University of Neuchâtel, Institute of Financial Analysis, Neuchâtel, 2000, Switzerland.
Sci Data. 2022 Mar 29;9(1):112. doi: 10.1038/s41597-022-01245-1.
This database provides the daily time-series of COVID-19 cases, deaths, recovered people, tests, vaccinations, and hospitalizations, for more than 230 countries, 760 regions, and 12,000 lower-level administrative divisions. The geographical entities are associated with identifiers to match with hydrometeorological, geospatial, and mobility data. The database includes policy measures at the national and, when available, sub-national levels. The data acquisition pipeline is open-source and fully automated. As most governments revise the data retrospectively, the database always updates the complete time-series to mirror the original source. Vintage data, immutable snapshots of the data taken each day, are provided to ensure research reproducibility. The latest data are updated on an hourly basis, and the vintage data are available since April 14, 2020. All the data are available in CSV files or SQLite format. By unifying the access to the data, this work makes it possible to study the pandemic on a global scale with high resolution, taking into account within-country variations, nonpharmaceutical interventions, and environmental and exogenous variables.

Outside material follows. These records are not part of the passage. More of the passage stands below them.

PR #319, opened 2018-07-01
Add library flavour option to command line

JSAbrahams:


modules/application/src/main/kotlin/org/cafejojo/schaapi/DirectoryMiningCommandLineInterface.kt
```diff
@@ -3,49 +3,67 @@ package org.cafejojo.schaapi
...
+                projectMiner = directory.createMiner(),
+                searchOptions = directory.createOptions(),
+                libraryProjectCompiler = JavaJarProjectCompiler(),
+                userProjectCompiler = JavaMavenProjectCompiler(),
+                libraryUsageGraphGenerator = jimpleLibraryUsageGraphGenerator,
+                patternDetector = patternDetector.createPatternDetector(),
+                patternFilter = patternFilter.createPatternFilter(libraryProject),
+                testGenerator = testGenerator.createTestGenerator(outputDir, libraryProject)
+            ).run(libraryProject)
+        }
```
gandreadis: I can understand that this needs to be copied to the other file, but could the duplication within this function be reduced a bit? Something like moving the variable parameters to their own local variables, and only putting those definitions in an `if`. Because the constructor calls themselves have a lot of the same lines

gandreadis: I can understand that this needs to be copied to the other file, but could the duplication within this function be reduced a bit? Something like moving the variable parameters to their own local variables, and only putting those definitions in an `if`. Because the constructor calls themselves have a lot of the same lines

JSAbrahams: Yeah I tried to do that, but the problem is that the type inference system can not handle such situations (it's not dynamic).

gandreadis: Ah ok, I was afraid that would be the answer. In that case, LGTM

JSAbrahams: It would be nice to in future take a hard look at this and see if there is a more elegant way to do this. However, for the time being, I don't think that it is too bad.

casperboone: Maybe we can add a helper function like:
```kotlin
fun createMiningPipeline<T>(libraryProject: T) {
     return MiningPipeline(
+                outputDirectory = outputDir,
+                projectMiner = directory.createMiner(),
+                searchOptions = directory.createOptions(),
+                libraryProjectCompiler = JavaJarProjectCompiler(),
+                userProjectCompiler = JavaMavenProjectCompiler(),
+                libraryUsageGraphGenerator = jimpleLibraryUsageGraphGenerator,
+                patternDetector = patternDetector.createPatternDetector(),
+                patternFilter = patternFilter.createPatternFilter(libraryProject),
+                testGenerator = testGenerator.createTestGenerator(outputDir, libraryProject)
+            ).run(libraryProject)
}
```

I think the type inference still works in that case (but I'm not 100% sure)

modules/application/src/main/kotlin/org/cafejojo/schaapi/OptionSets.kt
```diff
@@ -350,3 +350,40 @@ class JimpleEvoSuiteTestGeneratorOptionSet : OptionSet() {
         const val DEFAULT_TIMEOUT = "60"
     }
 }
+
+/**
+ * Behaviour linked to whether the library project is a Maven or JAR project.
```
FWDekker: "Behaviour" and "flavor"
Do we use BrE or AmE for docs?

modules/application/src/main/kotlin/org/cafejojo/schaapi/OptionSets.kt
```diff
@@ -350,3 +350,40 @@ class JimpleEvoSuiteTestGeneratorOptionSet : OptionSet() {
...
+            projectFlavor = ProjectFlavor.fromString(cmd.getOptionValue("library_flavor"))
+                ?: throw IllegalArgumentException("Unknown library project flavor.")
+        }
+    }
+}
+
+/**
+ * The flavor of the library project.
+ */
+enum class ProjectFlavor(val flavor: String) {
```
FWDekker: I'm still not a fan of "flavor" to describe a project type. It's just not descriptive enough.

gandreadis: Fixed 👍

modules/application/src/main/kotlin/org/cafejojo/schaapi/OptionSets.kt
gandreadis: Fixed (--> AmE)

PR #320, opened 2018-07-01
Remove incorrect logger argument

JSAbrahams:
No matter what was passed to the if above, the output handler still
received a logger meaning that there was always output. This behaviour
has been fixed.


casperboone:
😅

PR #322, opened 2018-07-02
 Add progress bar with progress unknown

JSAbrahams:
Depends on #312 

This is less misleading than having a progress bar which depends on
an iterable which is not indicative of the actual progress.
Now an empty progress bar is shown which does still gives the time
elapsed, and at the end sets the maximum to the count of the produced
iterator.

### DIFF
--- a/modules/mining-pipeline/src/main/kotlin/org/cafejojo/schaapi/miningpipeline/MiningPipeline.kt
+++ b/modules/mining-pipeline/src/main/kotlin/org/cafejojo/schaapi/miningpipeline/MiningPipeline.kt
@@ -27,6 +27,15 @@ class MiningPipeline<SO : SearchOptions, UP : Project, LP : Project, N : Node>(
         private inline fun <reified T : Iterable<*>, R> T.next(map: (T) -> R, message: String): R =
             map(progressBarIterable(this, message) as? T ?: this)
 
+        private inline fun <reified T : Iterable<*>, R : Iterable<*>>
+            T.nextProgressUnknown(map: (T) -> R, message: String): R =
+            ProgressBar(message, -1, ProgressBarStyle.ASCII).use { progressBar ->
+                map(this).also {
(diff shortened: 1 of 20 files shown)


modules/mining-pipeline/src/main/kotlin/org/cafejojo/schaapi/miningpipeline/MiningPipeline.kt
```diff
@@ -143,14 +152,10 @@ class MiningPipeline<SO : SearchOptions, UP : Project, LP : Project, N : Node>(
...
-            .use { progressBar ->
-                logger.info { "Started generating test for ${this.count()} usage patterns." }
-                val testFile = testGenerator.generate(this)
-                logger.info { "Test generation has finished." }
-                progressBar.stepTo(progressBar.max)
-
-                return testFile
-            }
+        logger.info { "Started generating test for ${this.count()} usage patterns." }
+        val testFile = testGenerator.generate(this)
```
casperboone: Please use an apply/let/run/something instead of creating a temporary val here

modules/mining-pipeline/src/main/kotlin/org/cafejojo/schaapi/miningpipeline/MiningPipeline.kt
```diff
@@ -126,7 +135,7 @@ class MiningPipeline<SO : SearchOptions, UP : Project, LP : Project, N : Node>(
 
     private fun Iterable<N>.findPatterns(): Iterable<Pattern<N>> {
         logger.info { "Started finding patterns in ${this.count()} library usage graphs." }
-        val patterns = this.next(patternDetector::findPatterns, "Finding patterns")
+        val patterns = this.nextProgressUnknown(patternDetector::findPatterns, "Finding patterns")
```
FWDekker: What do you think of turning `progressUnknown` into a boolean parameter? Maybe a better name, but what do you think about the idea?

PR #324, opened 2018-07-06
Really fix the Codecov yaml this time

FWDekker:
#300 and #310 didn't fix the Codecov after all, so here's my third attempt.

Turns out I forgot a `:` somewhere in the YAML, so obviously it didn't work. Additionally, I set the YAML to allow coverage drops of up to 100% without causing the Codecov check to fail.

---

I added a commit that lowered the coverage, and Codecov still passed! (I've removed the commit afterwards.)
Lowered coverage with a passing Codecov check.

### DIFF
--- a/codecov.yml
+++ b/codecov.yml
@@ -5,5 +5,6 @@ codecov:
 coverage:
   status:
     project:
-      default
+      default:
         target: 10
+        threshold: 100


gandreadis:
@FWDekker looks like it's working!

FWDekker:
@gandreadis 🎉

PR #330, opened 2018-10-08
Update usage instructions in README

FWDekker:
Fixes three things in the README:
1. Adds instructions for running as a JAR.
2. Usage instructions for Gradle now actually work!
3. CLI options have been updated.

[Click here to view the new README](https://github.com/cafejojo/schaapi/blob/readme-usage-instructions/README.md)

### DIFF
--- a/README.md
+++ b/README.md
@@ -20,32 +20,108 @@
 Schaapi requires JRE 8 and has been tested on Windows and Unix systems.
 
 ## Usage
-Execute `./gradlew :application:run` with the following command line options:
+Run the JAR as `schaapi.jar <args>` or run a local build with `gradlew :application:run --args='<args>'`.
+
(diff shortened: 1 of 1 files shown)


README.md
```diff
@@ -20,32 +20,108 @@
 Schaapi requires JRE 8 and has been tested on Windows and Unix systems.
 
 ## Usage
-Execute `./gradlew :application:run` with the following command line options:
+Run the JAR as `schaapi.jar <args>` or run a local build with `gradlew :application:run --args='<args>'`.
```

该数据库提供了超过 230 个国家、760 个地区和 12000 个低级别行政区的 COVID-19 病例、死亡、康复人员、检测、疫苗接种和住院治疗的每日时间序列数据。地理实体与标识符相关联,以与水文气象、地理空间和流动数据相匹配。该数据库包括国家一级和(如适用)国家以下各级别的政策措施。数据采集管道是开源的,完全自动化的。由于大多数政府都对数据进行回溯修正,因此该数据库始终会更新完整的时间序列,以反映原始来源。每天都会提供陈旧数据(对数据进行的不可变快照),以确保研究的可重复性。最新数据每小时更新一次,自 2020 年 4 月 14 日起提供陈旧数据。所有数据都以 CSV 文件或 SQLite 格式提供。通过统一访问数据,这项工作使得可以在全球范围内以高分辨率研究大流行,同时考虑到国内差异、非药物干预措施以及环境和外生变量。